> **Exercise**
Return the following entries exactly, word for word.

> **Exercise input**
PR #206, opened 2021-02-08
MGMT-3964 assisted-controller should wait for node to be ready in k8s…

tsorya:
… before marking it as done

### DIFF
--- a/src/assisted_installer_controller/assisted_installer_controller.go
+++ b/src/assisted_installer_controller/assisted_installer_controller.go
@@ -135,14 +135,20 @@ func (c *controller) WaitAndUpdateNodesStatus(status *ControllerStatus) {
 			if !ok {
 				continue
 			}
-
-			ctx := utils.GenerateRequestContext()
-			log := utils.RequestIDLogger(ctx, c.log)
-			log.Infof("Found new joined node %s with inventory id %s, kubernetes id %s, updating its status to %s",
-				node.Name, host.Host.ID.String(), node.Status.NodeInfo.SystemUUID, models.HostStageDone)
-			if err := c.ic.UpdateHostInstallProgress(ctx, host.Host.ID.String(), models.HostStageDone, ""); err != nil {
-				log.Errorf("Failed to update node %s installation status, %s", node.Name, err)
-				continue
+			if common.IsK8sNodeIsReady(node) {
+				log.Infof("Found new ready node %s with inventory id %s, kubernetes id %s, updating its status to %s",
+					node.Name, host.Host.ID.String(), node.Status.NodeInfo.SystemUUID, models.HostStageDone)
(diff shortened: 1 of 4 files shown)


src/assisted_installer_controller/assisted_installer_controller.go
```diff
@@ -135,14 +135,21 @@ func (c *controller) WaitAndUpdateNodesStatus(status *ControllerStatus) {
...
 			log := utils.RequestIDLogger(ctx, c.log)
-			log.Infof("Found new joined node %s with inventory id %s, kubernetes id %s, updating its status to %s",
-				node.Name, host.Host.ID.String(), node.Status.NodeInfo.SystemUUID, models.HostStageDone)
-			if err := c.ic.UpdateHostInstallProgress(ctx, host.Host.ID.String(), models.HostStageDone, ""); err != nil {
-				log.Errorf("Failed to update node %s installation status, %s", node.Name, err)
-				continue
+			if common.IsK8sNodeIsReady(node) {
+				log.Infof("Found new joined node %s with inventory id %s, kubernetes id %s, updating its status to %s",
+					node.Name, host.Host.ID.String(), node.Status.NodeInfo.SystemUUID, models.HostStageDone)
+				if err := c.ic.UpdateHostInstallProgress(ctx, host.Host.ID.String(), models.HostStageDone, ""); err != nil {
```
eranco74, line 143: What if the node is already in `Done`?
No reason to spam the service with more updates
Consider adding `models.HostStageDone` to `ignoreStatuses`

src/installer/installer.go
```diff
@@ -578,22 +578,19 @@ func (i *installer) updateReadyMasters(nodes *v1.NodeList, readyMasters *[]strin
...
-				host, ok := inventoryHostsMap[strings.ToLower(node.Name)]
-				if !ok {
-					log.Warnf("Node %s is not in inventory hosts", node.Name)
-					break
-				}
-				ctx = utils.GenerateRequestContext()
-				if err := i.inventoryClient.UpdateHostInstallProgress(ctx, host.Host.ID.String(), models.HostStageJoined, ""); err != nil {
-					utils.RequestIDLogger(ctx, i.log).Errorf("Failed to update node installation status, %s", err)
-				}
+		if common.IsK8sNodeIsReady(node) && !funk.ContainsString(*readyMasters, node.Name) {
```
eranco74, line 581: :+1:

src/assisted_installer_controller/assisted_installer_controller.go
tsorya: it will not spam. Node in Done status will not be part of assistedInstallerNodesMap. It will be filtered here : https://github.com/openshift/assisted-installer/pull/206/files#diff-1da579fda3bc689940661d48dd744a46f23824270427207cfae4f8c7448eddd2L134

PR #210, opened 2021-02-11
MGMT-3145 Reset CVO timeout in case of a change

YuviGold:


src/assisted_installer_controller/assisted_installer_controller.go
```diff
@@ -556,9 +556,14 @@ func (c controller) validateConsolePod() bool {
...
 
 func (c controller) waitingForClusterVersion() error {
-	isClusterVersionAvailable := func() bool {
+	isClusterVersionAvailable := func(timer *time.Timer) bool {
 		newCvoStatus := c.validateClusterVersion()
 		if c.cvoStatus.isAvailable != newCvoStatus.isAvailable || (c.cvoStatus.message != newCvoStatus.message && newCvoStatus.message != "") {
+			if !timer.Stop() {
+				<-timer.C
+			}
+			timer.Reset(WaitTimeout)
```
romfreiman, line 565: what change are u looking at?

YuviGold: Message/Availability change.
Basically, that timeout indicates static-waiting and not on-going changes.

romfreiman: But message can be:
"Multiple Errors"....

YuviGold: We can start with this check and in the future make a smarter check. Unless you think it's necessary.

nmagnezi: @YuviGold do you have an assisted-service log with this running, for reference?

YuviGold:
Timeout will be handled by the service.

PR #213, opened 2021-02-17
MGMT-3860 Change use of certificates.k8s.io/v1beta1 to

tsorya:
certificates.k8s.io/v1 in assisted-controller, it will remove many
warnings in the logs


eranco74 (commented):
/lgtm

> **Task response**
PR #206, opened 2021-02-08
MGMT-3964 assisted-controller should wait for node to be ready in k8s…

tsorya:
… before marking it as done

### DIFF
--- a/src/assisted_installer_controller/assisted_installer_controller.go
+++ b/src/assisted_installer_controller/assisted_installer_controller.go
@@ -135,14 +135,20 @@ func (c *controller) WaitAndUpdateNodesStatus(status *ControllerStatus) {
 			if !ok {
 				continue
 			}
-
-			ctx := utils.GenerateRequestContext()
-			log := utils.RequestIDLogger(ctx, c.log)
-			log.Infof("Found new joined node %s with inventory id %s, kubernetes id %s, updating its status to %s",
-				node.Name, host.Host.ID.String(), node.Status.NodeInfo.SystemUUID, models.HostStageDone)
-			if err := c.ic.UpdateHostInstallProgress(ctx, host.Host.ID.String(), models.HostStageDone, ""); err != nil {
-				log.Errorf("Failed to update node %s installation status, %s", node.Name, err)
-				continue
+			if common.IsK8sNodeIsReady(node) {
+				log.Infof("Found new ready node %s with inventory id %s, kubernetes id %s, updating its status to %s",
+					node.Name, host.Host.ID.String(), node.Status.NodeInfo.SystemUUID, models.HostStageDone)
(diff shortened: 1 of 4 files shown)


src/assisted_installer_controller/assisted_installer_controller.go
```diff
@@ -135,14 +135,21 @@ func (c *controller) WaitAndUpdateNodesStatus(status *ControllerStatus) {
...
 			log := utils.RequestIDLogger(ctx, c.log)
-			log.Infof("Found new joined node %s with inventory id %s, kubernetes id %s, updating its status to %s",
-				node.Name, host.Host.ID.String(), node.Status.NodeInfo.SystemUUID, models.HostStageDone)
-			if err := c.ic.UpdateHostInstallProgress(ctx, host.Host.ID.String(), models.HostStageDone, ""); err != nil {
-				log.Errorf("Failed to update node %s installation status, %s", node.Name, err)
-				continue
+			if common.IsK8sNodeIsReady(node) {
+				log.Infof("Found new joined node %s with inventory id %s, kubernetes id %s, updating its status to %s",
+					node.Name, host.Host.ID.String(), node.Status.NodeInfo.SystemUUID, models.HostStageDone)
+				if err := c.ic.UpdateHostInstallProgress(ctx, host.Host.ID.String(), models.HostStageDone, ""); err != nil {
```
eranco74, line 143: What if the node is already in `Done`?
No reason to spam the service with more updates
Consider adding `models.HostStageDone` to `ignoreStatuses`

src/installer/installer.go
```diff
@@ -578,22 +578,19 @@ func (i *installer) updateReadyMasters(nodes *v1.NodeList, readyMasters *[]strin
...
-				host, ok := inventoryHostsMap[strings.ToLower(node.Name)]
-				if !ok {
-					log.Warnf("Node %s is not in inventory hosts", node.Name)
-					break
-				}
-				ctx = utils.GenerateRequestContext()
-				if err := i.inventoryClient.UpdateHostInstallProgress(ctx, host.Host.ID.String(), models.HostStageJoined, ""); err != nil {
-					utils.RequestIDLogger(ctx, i.log).Errorf("Failed to update node installation status, %s", err)
-				}
+		if common.IsK8sNodeIsReady(node) && !funk.ContainsString(*readyMasters, node.Name) {
```
eranco74, line 581: :+1:

src/assisted_installer_controller/assisted_installer_controller.go
tsorya: it will not spam. Node in Done status will not be part of assistedInstallerNodesMap. It will be filtered here : https://github.com/openshift/assisted-installer/pull/206/files#diff-1da579fda3bc689940661d48dd744a46f23824270427207cfae4f8c7448eddd2L134

PR #210, opened 2021-02-11
MGMT-3145 Reset CVO timeout in case of a change

YuviGold:


src/assisted_installer_controller/assisted_installer_controller.go
```diff
@@ -556,9 +556,14 @@ func (c controller) validateConsolePod() bool {
...
 
 func (c controller) waitingForClusterVersion() error {
-	isClusterVersionAvailable := func() bool {
+	isClusterVersionAvailable := func(timer *time.Timer) bool {
 		newCvoStatus := c.validateClusterVersion()
 		if c.cvoStatus.isAvailable != newCvoStatus.isAvailable || (c.cvoStatus.message != newCvoStatus.message && newCvoStatus.message != "") {
+			if !timer.Stop() {
+				<-timer.C
+			}
+			timer.Reset(WaitTimeout)
```
romfreiman, line 565: what change are u looking at?

YuviGold: Message/Availability change.
Basically, that timeout indicates static-waiting and not on-going changes.

romfreiman: But message can be:
"Multiple Errors"....

YuviGold: We can start with this check and in the future make a smarter check. Unless you think it's necessary.

nmagnezi: @YuviGold do you have an assisted-service log with this running, for reference?

YuviGold:
Timeout will be handled by the service.

PR #213, opened 2021-02-17
MGMT-3860 Change use of certificates.k8s.io/v1beta1 to

tsorya:
certificates.k8s.io/v1 in assisted-controller, it will remove many
warnings in the logs


eranco74 (commented):
/lgtm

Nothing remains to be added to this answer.